Meanwhile, the first switch transistor T1 is turned on in response to the control end of the first switch transistor T1 receiving the first scan signal Scan1 at the high level, at the moment, the first switch SW1 is turned on and the second switch SW2 and the third switch SW3 are turned off, and in this case, the control end of the driving transistor T3 is charged so that the voltage Vg of the control end of the driving transistor T3 reaches a sum of the data voltage Vdata, the threshold voltage Vth of the driving transistor, and the initialization voltage Vini, that is, Vg=Vdata+Vth+Vini.

Second stage: the OLED luminescence display stage. FIG. 5 shows working states of respective switches of the driving circuit of any sub-pixel as shown in FIG. 2 being in a second stage of the display mode according to the exemplary embodiment of the present invention.

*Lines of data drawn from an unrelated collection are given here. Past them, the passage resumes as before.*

PR #3071, opened 2019-03-22
TextLoader throws when type is missing LoadColumnAttribute

### LINKED ISSUE #2037: Need better exception for TextLoader when column attribute is not present
In PR #2033 we converted all uses of the legacy TextLoader to the new TextLoader.

It emerged that when reading from a file providing the schema, if there is no column attribute, then there are two different exceptions thrown depending on whether it is a debug or release build.

We need a single exception for both debug and release, and we need the name to be more informative. We also need a single message for both exceptions.

This is the test that exerts these exceptions: ThrowsExceptionWithPropertyName in TextLoaderTests.cs

### LINKED ISSUE #3051: LoadFromTextFile invalid model throw NullReferenceException
### System information

.NET Core SDK (reflecting any global.json):
 Version:   2.2.104
 Commit:    73f036d4ac

Runtime Environment:
 OS Name:     Windows
 OS Version:  10.0.17763
 OS Platform: Windows
 RID:         win10-x64
 Base Path:   C:\Program Files\dotnet\sdk\2.2.104\

### Issue

- **What did you do?**
Tried to load a model from [this Kaggle](https://www.kaggle.com/harlfoxem/housesalesprediction/kernels). My model definition skipped a column index.

- **What happened?**

NullReferenceException

- **What did you expect?**

A user-friendly error message. 

### Source code / logs

```
public class KingCountyHouseData
{
        [LoadColumn(0)]
        public string Id { get; set; }

        [LoadColumn(1)]
        public string SaleDate { get; set; }
        public float Price { get; set; } // <== this was missed

        [LoadColumn(2)]  // <=== this should be +1
        public float Bedrooms { get; set; }

        [LoadColumn(3)]  // <=== this should be +1
        public float Bathrooms { get; set; }

        [LoadColumn(4)]  // <=== this should be +1
        public float LivingAreaSquareFoot { get; set; }

        [LoadColumn(5)]  // <=== this should be +1
        public float Floors { get; set; }

        [LoadColumn(6)]  // <=== this should be +1
        public bool Waterfront { get; set; }

        //.... more fields below.
}
```

yaeldekel:
Fixes #3051.

Edit: This also fixes #2037.

### DIFF
--- a/src/Microsoft.ML.Data/DataLoadSave/Text/TextLoader.cs
+++ b/src/Microsoft.ML.Data/DataLoadSave/Text/TextLoader.cs
@@ -1460,7 +1460,8 @@ namespace Microsoft.ML.Data
                 var memberInfo = memberInfos[index];
                 var mappingAttr = memberInfo.GetCustomAttribute<LoadColumnAttribute>();
 
-                host.Assert(mappingAttr != null, $"Field or property {memberInfo.Name} is missing the {nameof(LoadColumnAttribute)} attribute");
+                if (mappingAttr == null)
+                    throw host.Except($"{(memberInfo is FieldInfo ? "Field" : "Property")} '{memberInfo.Name}' is missing the {nameof(LoadColumnAttribute)} attribute");
 
                 var mappingAttrName = memberInfo.GetCustomAttribute<ColumnNameAttribute>();
 
--- a/test/Microsoft.ML.Tests/TextLoaderTests.cs
+++ b/test/Microsoft.ML.Tests/TextLoaderTests.cs
@@ -617,8 +617,6 @@ namespace Microsoft.ML.EntryPoints.Tests
             {
                 Assert.Contains($"Property 'Feature' is missing the {nameof(LoadColumnAttribute)} attribute", e.Message);
             }
-
-
         }
 
         [Fact]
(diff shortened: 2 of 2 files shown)


src/Microsoft.ML.Data/DataLoadSave/Text/TextLoader.cs
```diff
@@ -1460,7 +1460,8 @@ void ICanSaveModel.Save(ModelSaveContext ctx)
                 var memberInfo = memberInfos[index];
                 var mappingAttr = memberInfo.GetCustomAttribute<LoadColumnAttribute>();
 
-                host.Assert(mappingAttr != null, $"Field or property {memberInfo.Name} is missing the {nameof(LoadColumnAttribute)} attribute");
+                if (mappingAttr == null)
+                    throw host.Except($"{(memberInfo is FieldInfo ? "Field" : "Property")} '{memberInfo.Name}' is missing the {nameof(LoadColumnAttribute)} attribute");
```
TomFinley: >memberInfo.Name [](start = 93, length = 15)

Just a note, while we often use `'` to indicate quoting of things that can contain potentially confusing items like spaces, since C# identifiers cannot contain spaces I view their presence as less essential than I would in, say, a column name or some other such entity. (Not a big deal at all, just registering a random thought since I am half allergic to letting PRs pass with no comments whatsoever. :D )

PR #3080, opened 2019-03-25
Move transform catalog extensions into its own file and class in experimental nuget.

### LINKED ISSUE #3081: Move transform catalog extensions into its own class in experimental nuget.
Move transform catalog extensions into its own class in experimental nuget.

codemzs:
Transform catalog extension methods are misplaced in MlContextExtensions.cs file. They need to go in a file of its own.

fixes #3081


artidoro:
Hey @codemzs, I think we need to add them back to another file. Did you mean to add that to this commit?

codemzs:
@artidoro That is correct, thanks.

PR #3084, opened 2019-03-25
Fixing API call in LoadImages sample

### LINKED ISSUE #3079: DnnFeaturizeImage sample doesn't match the signature in the current API
The API for `LoadImage` is

```
LoadImages(string outputColumnName, string imageFolder, string inputColumnName = null)
```

but in the sample it is used like this:

```
mlContext.Transforms.LoadImages(imagesFolder, "ImageObject", "ImagePath")
```

One of them should be fixed, not sure which one? @TomFinley , @artidoro , @wschin 
I kind of like the second option (the folder first, output and input column names together).

rogancarr:
The `LoadImages` sample had the wrong API call. This PR fixes it so that the sample runs correctly.

Fixes #3079

### DIFF
--- a/docs/samples/Microsoft.ML.Samples/Dynamic/Transforms/ImageAnalytics/LoadImages.cs
+++ b/docs/samples/Microsoft.ML.Samples/Dynamic/Transforms/ImageAnalytics/LoadImages.cs
@@ -36,7 +36,7 @@ namespace Microsoft.ML.Samples.Dynamic
 
             var imagesFolder = Path.GetDirectoryName(imagesDataFile);
             // Image loading pipeline. 
-            var pipeline = mlContext.Transforms.LoadImages(imagesFolder, "ImageReal", "ImagePath");
+            var pipeline = mlContext.Transforms.LoadImages("ImageReal", imagesFolder, "ImagePath");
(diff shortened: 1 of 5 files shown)


docs/samples/Microsoft.ML.Samples/Dynamic/Transforms/ImageAnalytics/LoadImages.cs
```diff
@@ -36,7 +36,7 @@ public static void Example()
 
             var imagesFolder = Path.GetDirectoryName(imagesDataFile);
             // Image loading pipeline. 
-            var pipeline = mlContext.Transforms.LoadImages(imagesFolder, "ImageReal", "ImagePath");
+            var pipeline = mlContext.Transforms.LoadImages("ImageReal", imagesFolder, "ImagePath");
```
yaeldekel: >LoadImages [](start = 48, length = 10)

Hi @rogancarr, thanks for addressing this issue.
Sorry, I should have been more specific in the issue itself - there are a few more references to this API in the samples project (DnnFeaturizeImage, ResizeImage, ConvertToGrayScale, ExtractPixels), could you update these as well?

As shown in FIG. 5, the first switch transistor T1 is turned off in response to the control end of the first switch transistor T1 receiving the first scan signal Scan1 at the low level; and the second switch transistor T2 is turned off in response to the control end of the second switch transistor T2 receiving the second scan signal Scan2 at the low level, at the moment, the first switch SW1 is turned on and the second switch SW2 and the third switch SW3 are turned off, the driving transistor T3 drives the OLED to emit light based on the voltage Vg of the control end.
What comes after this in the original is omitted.